尝试进入ndarrayvia for 循环或索引都会导致有关索引 0-d 数组的错误。像这样的转换dict(data2)也无法迭代 0-d 数组。但是，Spyder 显示了数组的值，其中包括我保存的数据。我只是不知道如何到达它。

If I need to reformat the loaded data I'd appreciate some example code on how to do this.

如果我需要重新格式化加载的数据，我会很感激一些关于如何执行此操作的示例代码。

Answer 1

采纳答案by hpaulj

Let's look at a small example:

让我们看一个小例子：

In [819]: N
Out[819]: 
array([[  0.,   1.,   2.,   3.],
       [  4.,   5.,   6.,   7.],
       [  8.,   9.,  10.,  11.]])

In [820]: data={'N':N}

In [821]: np.save('temp.npy',data)

In [822]: data2=np.load('temp.npy')

In [823]: data2
Out[823]: 
array({'N': array([[  0.,   1.,   2.,   3.],
       [  4.,   5.,   6.,   7.],
       [  8.,   9.,  10.,  11.]])}, dtype=object)

np.saveis designed to save numpy arrays. datais a dictionary. So it wrapped it in a object array, and used pickleto save that object. Your data2probably has the same character.

np.save旨在保存 numpy 数组。 data是字典。所以它将它包装在一个对象数组中，并用于pickle保存该对象。你data2可能有相同的性格。

You get at the array with:

你得到数组：

In [826]: data2[()]['N']
Out[826]: 
array([[  0.,   1.,   2.,   3.],
       [  4.,   5.,   6.,   7.],
       [  8.,   9.,  10.,  11.]])

Answer 2

回答by Ben Usman

I really liked the deepdish(it saves them in HDF5format):

我真的很喜欢deepdish（它以HDF5格式保存它们）：

>>> import deepdish as dd
>>> d = {'foo': np.arange(10), 'bar': np.ones((5, 4, 3))}
>>> dd.io.save('test.h5', d)

$ ddls test.h5
/bar                       array (5, 4, 3) [float64]
/foo                       array (10,) [int64]

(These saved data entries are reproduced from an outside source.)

PR #300, opened 2020-10-15
Fix panic when checking token #293

mgoulish:
* Make sure that Skupper is running before
    checking token.

  * Make connector create test use real cluster
    so it gets expected error instead of "no router"
    error.

  * Unique the results in TestConnectorCreateInterior
    to avoid errors caused by multiple reports of
    same connector.

### DIFF
--- a/client/connector_create_test.go
+++ b/client/connector_create_test.go
@@ -19,24 +19,37 @@ import (
 	"k8s.io/client-go/tools/cache"
 )
 
+var lightRed string = "\033[1;31m"
+var resetColor string = "\033[0m"
+
 func TestConnectorCreateError(t *testing.T) {
 	ctx, cancel := context.WithCancel(context.Background())
 	defer cancel()
 
-	cli, err := newMockClient("my-namespace", "", "")
-	assert.Assert(t, err)
+	var cli *VanClient
+	var err error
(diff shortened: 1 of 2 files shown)


client/connector_create_test.go
```diff
@@ -19,24 +19,37 @@ import (
...
-	cli, err := newMockClient("my-namespace", "", "")
-	assert.Assert(t, err)
-
-	_, err = cli.ConnectorCreateFromFile(ctx, "./somefile.yaml", types.ConnectorCreateOptions{
-		Name: "",
-		Cost: 1,
+	var cli *VanClient
+	var err error
+	ns := "namespace-for-testconnectorcreateerror"
+	cli, err = NewClient(ns, "", "")
```
ajssmith, line 32: Does this need to run against cluster? Either setup mock or cluster client as is done in setupTwoNamespaces...

mgoulish: I was going to say 'yes' -- but I just ran full test suite against real-cluster and mock and it looks like the correct answer is 'no'!
This test passed both ways after I put in the code for checking clusterRun -- so I guess we can leave it in there.

ajssmith (approved):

>>> d = dd.io.load('test.h5')

for my experience, it seems to be partially broken for large datasets, though :(

根据我的经验，对于大型数据集，它似乎部分被破坏了：(

Answer 3

回答by SeF

When saving a dictionary with numpy, the dictionary is encoded into an array. To have what you need, you can do as in this example:

当用 numpy 保存字典时，字典被编码成一个数组。要获得您需要的东西，您可以按照以下示例进行操作：

my_dict = {'a' : np.array(range(3)), 'b': np.array(range(4))}

np.save('my_dict.npy',  my_dict)    

my_dict_back = np.load('my_dict.npy')

print(my_dict_back.item().keys())    
print(my_dict_back.item().get('a'))

So you are probably missing .item()for the reloaded dictionary. Check this out:

因此，您可能缺少.item()重新加载的字典。看一下这个：

for key, key_d in data2.item().items():
    print key, key_d

The comparison my_dict == my_dict_back.item()works only for dictionaries that does not have lists or arrays in their values.

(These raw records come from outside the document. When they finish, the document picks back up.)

PR #2574, opened 2026-09-14
fix dependency alerts

nluaces:
## Summary by CodeRabbit

* **Chores**
  * Updated underlying software components and supporting libraries.
  * Removed several no-longer-used supporting components.

* **Improvements**
  * Improved API response handling and content-type reporting.
  * Added validation support for supported API enum values.
  * Improved handling of optional router link protocol data for more consistent requests and responses.


c-kruse (commented):
oapi-codegen is what we use to generate the network-observer API server boilerplate. Suggest we rerun the generation code and commit that as well: `go generate ./...`.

比较my_dict == my_dict_back.item()仅适用于值中没有列表或数组的字典。

EDIT: for the item()issue mentioned above, I think it is a better option to save dictionaries with the library picklerather than with numpy.

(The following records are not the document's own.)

PR #2575, opened 2026-09-15
Add skupper debug cert subcommand to inspect X.509 certificates

### LINKED ISSUE #2569: Add debug sub-command to view certs
Add a debug sub-command to inspect (e.g. decode) an X.509 certificate in use by Skupper.

This would help in resolution of support requests and potentially used as part of must-gather operations.

The sub-command should render the key fields to check (subject, issuer, validity period, SAN, public key info)

AryanP123:
Fixes #2569

## Summary by CodeRabbit

* **New Features**
  * Added the `debug cert-inspect` command for inspecting certificates.
  * View certificates from Kubernetes resources, local files, or configured certificate directories.
  * Inspect DNS names, IP addresses, email addresses, and URI subject alternative names.
  * Display certificate details in table, detailed, or structured output formats.
  * Select a certificate by name or inspect all available certificates.
  * Identify certificates designated for signing.
  * Added validation for certificate names, file paths, and output formats.


internal/cmd/skupper/debug/kube/cert.go
```diff
@@ -0,0 +1,157 @@
...
+	if cmd.Flags != nil && cmd.Flags.File != "" {
+		info, err := certdisplay.ParseCertificateFile(cmd.Flags.File, cmd.Flags.File)
+		if err != nil {
+			return fmt.Errorf("failed to parse certificate from %s: %w", cmd.Flags.File, err)
+		}
+		return certdisplay.Display([]certdisplay.Info{*info}, cmd.output, true)
+	}
+
+	if cmd.certName != "" {
+		certificate, err := cmd.Client.Certificates(cmd.Namespace).Get(context.TODO(), cmd.certName, metav1.GetOptions{})
```
fgiorgetti: Should we return an error here, requiring a "Certificate" resource to exist, or should we try to read a Secret with the given name?
The reason why I am asking this, is to validate a Secret resource that might be used by a Link resource, which won't have a corresponding Certificate resource.

internal/cmd/skupper/debug/nonkube/cert.go
```diff
@@ -0,0 +1,142 @@
...
+
+func (cmd *CmdDebugCert) collectCerts() ([]certdisplay.Info, error) {
+	var infos []certdisplay.Info
+	seen := map[string]bool{}
+
+	certPaths := []struct {
+		basePath api.InternalPath
+		prefix   string
+	}{
+		{api.CertificatesPath, ""},
```
fgiorgetti: Also include: `api.IssuersPath`, `api.InputIssuersPath`.
Along with that, I have a similar comment to add.
System site users can also provide custom certificates through Secrets.
Maybe we should also include Secrets provided through: `api.InputSiteStatePath`.

ajssmith:
Suggest sub-command name convey the scope e.g. "cert-inspect" or similar

fgiorgetti (commented):
Along with my other comments, I have two other suggestions that could be useful here:

1. Flag to export the public certificate as a file

Something like `--dump-certificate=tls.crt`.

2. Flag to validate-cert-authority

If the provided certificate is a CA we could also verify if it has authority over the provided `--validate-cert-authority=tls.crt`.

@ajssmith @AryanP123 let me know your thoughts on this. And if you guys believe it is useful, feel free to use better names for the suggested flags.

internal/cmd/skupper/debug/nonkube/cert.go
AryanP123: Thanks @fgiorgetti makes sense.

For kube, I'll try the Certificate CR first, then fall back to a TLS Secret with the same name, and include standalone TLS secrets in list output.

For non-kube, I'll add runtime/issuers, input/issuers, and TLS secrets from input/resources.

Happy to do --dump-certificate / --validate-cert-authority in a follow-up unless you want them here in this PR.

fgiorgetti: @AryanP123 it can be done separately for sure, thanks!

pwright:
Given that some users bring their own certs, does it make sense to also report 'signing capability', or as LLM says:

Since `CertificateSpec.Signing` is already available on the kube-side CR (used to distinguish CA-generation vs leaf-signing in `mgr.go`'s `generateSecret`: mgr.go:363-371 ), consider surfacing it as an explicit `Is Signing Cert` field in `cert-inspect` output for kube, distinct from the x509-derived `IsCA`. For nonkube, note that this would currently need to be inferred from directory (`issuers/` vs `certs/`) since no `Certificate` spec is loaded there.

nluaces (approved):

编辑：对于item()上面提到的问题，我认为使用库pickle而不是numpy.

Python 保存 numpy 数组的字典

提问by Gabe Spradlin

采纳答案by hpaulj

回答by Ben Usman

回答by SeF

相关推荐

最近更新

标签

Python 保存 numpy 数组的字典

提问by Gabe Spradlin

采纳答案by hpaulj

回答by Ben Usman

回答by SeF

相关推荐

python中多个集合的并集

Python 总结每天熊猫的出现次数

Python 对象没有属性“__getitem__”（类实例？）

在python 2.6中获取线程ID或名称

相关推荐

最近更新

标签

Python 对象没有属性“getitem”（类实例？）